TV Club

Men, Women, and Volvos

Adriana’s wise mama taught her that you can tell a lot about a man by the way he treats a woman. Now, let’s see … Ralphie asks his new girlfriend Valentina to drip molten wax on his cojones and take a cheese grater to his John Thomas. What does this tell us about Ralphie? Jodi asks us how we understand him. Dr. Melfi can’t wait to give her diagnosis. She even extends Tony’s hour into the next patient’s session so she can offer a didactic explanation involving masochism and paraphilia. Her explanation is not entirely satisfying to Tony, who is a bit mystified by this and wants to know if Ralphie can actually have sex with Valentina without having “penisary contact” with her “volvo.”

To say Ralphie is a masochist oversimplifies his diagnostic picture. Throughout the series, there have been suggestions that Ralphie is a homophobe who cannot tolerate his own homoerotic desire, which deeply threatens his sense of himself as a man. Remember that he beat Tracy to a pulp because she challenged his masculinity. Her insult followed on his comment that he wouldn’t kiss her because he didn’t know where her mouth had been (referring to fellatio with other men). Janice really holds the key to Ralphie’s dynamics. She is willing to compromise her Martin Luther-like moral code to kiss and tell when Tony coughs up $3,000. She explains that Ralphie liked for her to wear a strap-on and make him her “bitch.” This bit of news relieves Tony because he no longer worries that his joystick has been harbored by the same receptacle as Ralphie’s. Now he can make love with Valentina without worrying that his masculinity is compromised in any way. His comment about already having taken Ralph’s horse was merely a token nod to the so-called honor among thieves. Ralphie definitely has a paraphilia, but it goes beyond masochism into a realm where the activities that excite him involve his identification with women as the passive partner in the act and a secret gratification of homosexual longings. To tolerate this form of gratification, punishment and pain must be part of the mix.
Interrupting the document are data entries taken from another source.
PR #4890, opened 2026-06-12
[8723] Handle errors when trying to paste an item in an invalid location for its content type

jvega190:
The error handler was correct, but the block/unblock UI actions were added to the new dialogs system, so the showing/removal wasn't working as expected in this scenario (and probably others).

Added error handling for this scenario, for the error message to be clear to the user.

This PR https://github.com/craftercms/studio/pull/3956 is needed for the error code handling to work properly.

https://github.com/craftercms/craftercms/issues/8723

## Summary by CodeRabbit

* **Style**
  * Improved how error messages wrap by adjusting text-breaking behavior for longer or unbroken content.

* **Bug Fixes**
  * Enhanced clipboard error handling by displaying a more specific, destination-clarifying message for a particular error code, with an improved fallback for other errors.

* **Refactor**
  * Removed the UI-blocking dialog flow and its related dialog-mapping/state handling to streamline dialog management.

### DIFF
--- a/ui/app/src/components/ErrorState/ErrorState.tsx
+++ b/ui/app/src/components/ErrorState/ErrorState.tsx
@@ -93,7 +93,7 @@ export function ErrorState(props: ErrorStateProps) {
 					sx={{
 						textAlign: 'center',
 						marginBottom: (theme) => theme.spacing(1),
-						wordBreak: 'break-all',
+						wordBreak: 'break-word',
 						...sxs?.message
 					}}
 					children={message}
--- a/ui/app/src/state/epics/mappedDialogs.ts
+++ b/ui/app/src/state/epics/mappedDialogs.ts
@@ -131,7 +131,6 @@ const dialogsMap = {
 	[showRenameAssetDialog.type]: 'craftercms.components.RenameAssetDialog',
 	[showDeleteDialog.type]: 'craftercms.components.DeleteDialog',
 	[showEditDialog.type]: 'craftercms.components.LegacyFormDialog',
-	[blockUI.type]: 'craftercms.components.UIBlocker',
 	[showFolderMoveAlertDialog.type]: 'craftercms.components.FolderMoveAlertDialog'
 };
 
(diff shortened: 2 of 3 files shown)


jvega190:

jvega190:

ui/app/src/state/epics/mappedDialogs.ts
```diff
@@ -274,29 +272,6 @@ const showDialogsEpics: CrafterCMSEpic[] = [
...
-		),
-	(action$, state$) =>
-		action$.pipe(
-			ofType(unblockUI.type),
-			withLatestFrom(state$),
-			map(() => {
-				return popDialog({ id: blockUI.type });
-			})
-		)
-	// end region
```
rart, line 299: What's this got to do with paste?
Why is this being removed?
Where is it handled if not here?

rart (changes requested):

ui/app/src/state/epics/mappedDialogs.ts
jvega190: The actions were added to the dialogs system, but we left some existing dialogs in the GlobalDialogManager (ItemMegaMenu, AuthMonitor, Laucher, etc) including the UI Blocker. So it was duplicated

jvega190:

ui/app/src/components/ErrorState/ErrorState.tsx
```diff
@@ -93,7 +93,7 @@ export function ErrorState(props: ErrorStateProps) {
 					sx={{
 						textAlign: 'center',
 						marginBottom: (theme) => theme.spacing(1),
-						wordBreak: 'break-all',
+						wordBreak: 'break-word',
```
rart, line 96: This style might have been in place for super long exceptions. Why change?

ui/app/src/state/epics/mappedDialogs.ts
rart: Haven't gotten an answer to where the UI blocker via dispatch is handled

rart (changes requested):

ui/app/src/state/epics/mappedDialogs.ts
jvega190: The UIBlocker is still in the GlobalDialogManager. When dispatching the action there's a uiBlocker reducer that updates the state (opens the blocker), and the component in the GlobalDialogManager gets the updated state and shows/hides according to the action dispatched

ui/app/src/components/ErrorState/ErrorState.tsx
jvega190: `break-all` causes it to break at any point of the text, causing it to look like this:
Screenshot from 2026-06-25 12-06-49
by setting it to `break-word`, it won't split words, like this:
Screenshot from 2026-06-25 12-05-59

rart (approved):

PR #4908, opened 2026-07-06
[8397] Remove viewPackages action from packageItems default set of actions

jvega190:
Validate view packages action against actionsToInclude (actionsToInclude is set to 'all actions' if no override is set)

https://github.com/craftercms/craftercms/issues/8397

## Summary by CodeRabbit

* **Bug Fixes**
  * Fixed an issue where the “View packages” context-menu option could appear even when it was explicitly excluded by the available action filter.
  * The menu now respects the selected action set more consistently.


jvega190:

rart (approved):

PR #4909, opened 2026-07-06
[8454] Improve the "More Items" alignment in the side bar 

jvega190:
Updated the 'N more items' entry of the tree to be a `TreeItem` instead of a `Box` so it gets indented properly with the rest of items.

https://github.com/craftercms/craftercms/issues/8454

## Summary by CodeRabbit

* **Bug Fixes**
  * Improved the “more” entry in the path navigator tree so it behaves like a proper tree item, making it easier to interact with and navigate.
  * Updated click handling to avoid unintended tree selection or expansion when loading additional items.
  * Refined tree item spacing, hover, focus, and label styling for a more consistent and polished sidebar experience.


jvega190:

jvega190:
@coderabbit you're right, since we have disableSelection then it is a pre-existing limitation, that's how we're handling it right now. Considering that, please give it a final review before I hand over for human review

rart (approved):

PR #4917, opened 2026-07-10
[8755] Fix double scroll bar on Publishing Package Details

jvega190:
https://github.com/craftercms/craftercms/issues/8755

## Summary by CodeRabbit

- **Bug Fixes**
  - Adjusted the sizing behavior of the virtualized package items list container so it lays out correctly and avoids incorrect scrollbar height.
  - Updated the package items view’s scroll handling to prevent vertical scrolling in that region, reducing duplicate/undesired scrollbars.
  - Enabled vertical scrolling for the package items tree within its bounded area while preserving consistent scrolling for the surrounding layout.

### DIFF
--- a/ui/app/src/components/PackageItems/PackageItems.tsx
+++ b/ui/app/src/components/PackageItems/PackageItems.tsx
@@ -174,7 +174,7 @@ export function PackageItems(props: PackageItemsProps) {
 						minHeight: 420,
 						height: 'calc(60vh)',
 						maxHeight: 600,
-						overflowY: !disableTreeView && isTreeView ? 'auto' : 'hidden'
+						overflowY: 'hidden'
 					}}
 				>
 					{state.items &&
--- a/ui/app/src/components/PackageItems/PackageItems.tsx
+++ b/ui/app/src/components/PackageItems/PackageItems.tsx
@@ -174,7 +174,7 @@ export function PackageItems(props: PackageItemsProps) {
 						minHeight: 420,
 						height: 'calc(60vh)',
 						maxHeight: 600,
-						overflowY: 'auto'
+						overflowY: !disableTreeView && isTreeView ? 'auto' : 'hidden'
 					}}
 				>
 					{state.items &&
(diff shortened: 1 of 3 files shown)


jvega190:

ui/app/src/components/PackageItems/PackageItems.tsx
```diff
@@ -174,7 +174,7 @@ export function PackageItems(props: PackageItemsProps) {
 						minHeight: 420,
 						height: 'calc(60vh)',
 						maxHeight: 600,
-						overflowY: 'auto'
+						overflowY: !disableTreeView && isTreeView ? 'auto' : 'hidden'
```
jvega190: I updated this for the scroll to be handled by this element when in tree view mode. For the list view mode, the scroll is handled by the react-window/infinite-loader library.

ui/app/src/components/PackageItems/PackageItemsList.tsx
```diff
@@ -53,7 +53,7 @@ export function PackageItemsList(props: PackageItemsListProps) {
 	});
 
 	return (
-		<Box sx={{ flex: 1 }}>
+		<Box sx={{ flex: 1, minHeight: 0 }}>
```
jvega190, line 56: This is needed for virtualization in a flex column, that way the scrollbar for the react-window list works properly.

ui/app/src/components/PackageItems/PackageItems.tsx
rart: Why not always? Why the duality?

jvega190: The tree view container is this paper, so that's why the scroll is being handled in here. For the list view, react-window sets the containers/etc, so that's why I left the scroll handling in here for the tree. Would you like me to add a container + scroll handling in the PackageItemsTree component, so this component gets cleaned (of scroll handling)?

jvega190: Updated the tree view component to handle the scroll, the container is not handling it anymore

ui/app/src/components/PackageItems/PackageItemsTree.tsx
```diff
@@ -21,6 +21,7 @@ import React, { useMemo } from 'react';
 import { treeItemClasses } from '@mui/x-tree-view/TreeItem';
 import { SimpleTreeView } from '@mui/x-tree-view/SimpleTreeView';
 import { renderTreeNode } from './utils';
+import { Box } from '@mui/material';
```
rart:
```suggestion
import Box from '@mui/material/Box';
```

rart (changes requested):

rart (approved):

PR #4923, opened 2026-07-15
[4.x][8221] Accesibility - snack duration, animations enabling/disabling

jvega190:
https://github.com/craftercms/craftercms/issues/8221


jvega190:

jvega190:
@coderabbitai about the minor nit, that's expected, the field changes to the default value on empty on focus out. So if somebody clears the input, after focusing out it'll be set to the default

rart (approved):

Issue #13, opened 2022-09-21
Roadmap


johnkit:
Current efforts are directed as follows:

* Extend the current (Seb's) trame-based prototype viewer for more general datasets (integrating pyvista-xarray).
* Extend the viewer for variable resolution level, with an explicit control (slider) for now.
* Extend the viewer for time-setp selection, with an explicit control (slider).
* Secure datasets  for testing and demonstration, ideally covering post-processing and AI applications, in hdf5 and zarr formats.
* Investigate potential strategies for adapting and/or reworking trame to the Jupyter widget ecosystem.

Priorities are still in flux. More comprehensive planning is needed and _should_ be forthcoming.

Issue #12, opened 2022-09-07
Viewer capabilities


jourdain:
- [x] Load Zarr file
- [ ] Create Grid and link zarr array to grid
   - [x] Image Data
   - [x] Rectilinear grid
      - [x] Use array for xyz point
      - [x] Use array for xyz cells
   - [x] Add point data 
      - [ ] Support extra dimension for time
   - [x] Add cell data 
      - [ ] Support extra dimension for time
- [x] Viewer controls
   - [x] Color by Array
   - [x] Toggle edge visibility
   - [x] Reset camera
   - [ ]  Level of detail slider
 - [ ] Load HDF5 file
 - [ ] Jupyter Kernel level integration for restore and save

jourdain:
<img width="1594" alt="Screen Shot 2022-09-07 at 17 09 29" src="https://user-images.githubusercontent.com/294518/188999491-418bd556-b0d8-4fa7-933b-1a3b02fc72a5.png">
<img width="1594" alt="Screen Shot 2022-09-07 at 17 10 29" src="https://user-images.githubusercontent.com/294518/188999494-262fc47a-173f-4373-8490-ae185e11ca30.png">
<img width="1594" alt="Screen Shot 2022-09-07 at 17 12 49" src="https://user-images.githubusercontent.com/294518/188999498-298fc2b7-aee2-4bef-9d26-edee3c8918cd.png">

jourdain:
@johnkit please add item in the todo list

@aashish24 let's figure out what are the next priorities and timeline. So far I did the bare minimum with the time I had available. Maybe @banesullivan can push some of it forward. But for now, I won't be able to push anything more this week.

aashish24:
This looks great. I edited (if that was what you were asking) the to-do list at the top. I think the next step would be the LOD slider that changes the resolution of the Mesh. And then, we need to look into if we could do something similar for the HDf5 datasets.

banesullivan:
> Jupyter Kernel level integration for restore and save

This subtask is not feasible with trame at this time without major work to `wslink` and `trame`

PR #14, opened 2022-10-05
Refactoring viewer to focus on Xarray

banesullivan:
This refactors the viewer so that it is an xarray-focused 3D viewer instead of general Zarr data.

For #12 and #13

The viewer has users select a `DataArray` in an Xarray `DataSet`, then select the X, Y, Z, and Time coordinate arrays before generating a mesh that is shown in the viewer.

## To do

- [x] Add time slider
- [ ] Better handle errors if trying to build mesh when arrays are not selected
- [x] Add level of detail selection option
- [ ] Add more examples (perhaps a cloud-hosted dataset)
  - [ ] add some to DKC and verify things work via URLs
- [x] Add a URL field to specify the path/URL
- [x] Drop down menu to select sample datasets

### Nicities

- [x] Disable XYZT selections when array is not chosen
- [x] Add slider to scale Z axes (or all axes??)
- [ ] Improve the mesh updating/building so that it is more automatic
- [ ] Use GeoVista for global plotting (ref https://github.com/pyvista/pyvista-xarray/blob/main/examples/level_of_detail_geovista.py)

Requires:

- https://github.com/pyvista/pyvista-xarray/pull/39
- https://github.com/pyvista/pyvista/pull/3318


banesullivan:
Merging for deployment/demo. Further improvements will come later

Tony can’t abide Zellman’s dalliance with Irina for reasons similar to those regarding Ralphie and Valentina. The intimacy inherent in both men having the same woman is deeply distressing to him, and his beating of Zellman is more than just jealousy. It’s an assertion of his masculine superiority in the face of barely conscious homosexual implications.

To answer Jodi’s question about Carmela’s attraction to Furio, I would suggest that Father Phil was just as sleazy and corrupt as Tony in his own way, so that we should not use Father Phil as an example of a man who is fundamentally different than Tony. Furio also appears to be more sympathetic and a better listener than Tony, but Carmela must know that he is capable of violence in the same way as Tony. She likes that about him, just as she likes Tony’s capacity for violence. Why is Furio drawn to Carmela? Because she’s the don’s wife. This is the oldest story in the book. Freud wrote about it in Totem and Taboo. The sons overthrow the fathers to get the power and the women they want (Oedipus anyone?). The stage is set for a power struggle when Furio’s uncle tells him in Naples that the only way to ge the boss’s wife is to whack the boss.

Finally, amid all the bad examples of how men treat women, we see one shining star in our midst. Paulie cares for his mother so much that he is willing to break the principal’s arm to make sure she is not excluded by the elitist snobs in the retirement center. Like Oedipus, Paulie wants a girl just like the girl that married dear old dad.